You can turn off interactive debugging with the `undebug()` function.
```r
undebug(lm) ## Unflag the 'lm()' function for debugging
```
## Using `recover()`
The `recover()` function can be used to modify the error behavior of R when an error occurs. Normally, when an error occurs in a function, R will print out an error message, exit out of the function, and return you to your workspace to await further commands.

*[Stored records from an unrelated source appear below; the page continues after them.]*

PR #11423, opened 2020-04-15
Support custom parserOpts for babel parser in @babel/eslint-parser

vikr01:
| Major: Breaking Change?  | N/A
| Documentation PR Link    | 

The README for `@babel/eslint-parser` states:

> - `babelOptions` passes through Babel's configuration [loading](https://babeljs.io/docs/en/options#config-loading-options) and [merging](https://babeljs.io/docs/en/options#config-merging-options) options (for instance, in case of a monorepo). When not defined, @babel/eslint-parser will use Babel's default configuration file resolution logic.

However, this hasn't exactly been true, because you can't override *all* of the babel parser's options. With this, there's now capability to use neat features like the `flowComments` plugin to lint flow comments just like flow typings.

### DIFF
--- a/eslint/babel-eslint-parser/src/configuration.js
+++ b/eslint/babel-eslint-parser/src/configuration.js
@@ -30,18 +30,34 @@ export function normalizeBabelParseConfig(options) {
     exclude: options.babelOptions.exclude,
     ignore: options.babelOptions.ignore,
     only: options.babelOptions.only,
-    parserOpts: {
-      allowImportExportEverywhere: options.allowImportExportEverywhere,
-      allowReturnOutsideFunction: true,
-      allowSuperOutsideMethod: true,
-      ranges: true,
-      tokens: true,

With `recover()` you can tell R that when an error occurs, it should halt execution at the exact point at which the error occurred. That can give you the opportunity to poke around in the environment in which the error occurred. This can be useful to see if there are any R objects or data that have been corrupted or mistakenly modified.
```r
> options(error = recover) ## Change default R error behavior
> read.csv("nosuchfile") ## This code doesn't work
Error in file(file, "rt") : cannot open the connection
In addition: Warning message:
In file(file, "rt") :
cannot open file ’nosuchfile’: No such file or directory
Enter a frame number, or 0 to exit
1: read.csv("nosuchfile")
2: read.table(file = file, header = header, sep = sep, quote = quote, dec =
3: file(file, "rt")
Selection:
```
The `recover()` function will first print out the function call stack when an error occurrs. Then, you can choose to jump around the call stack and investigate the problem. When you choose a frame number, you will be put in the browser (just like the interactive debugger triggered with `debug()`) and will have the ability to poke around.
## Summary
- There are three main indications of a problem/condition: `message`, `warning`, `error`; only an `error` is fatal
- When analyzing a function with a problem, make sure you can reproduce the problem, clearly state your expectations and how the output differs from your expectation
- Interactive debugging tools `traceback`, `debug`, `browser`, `trace`, and `recover` can be used to find problematic code in functions
- Debugging tools are not a substitute for thinking!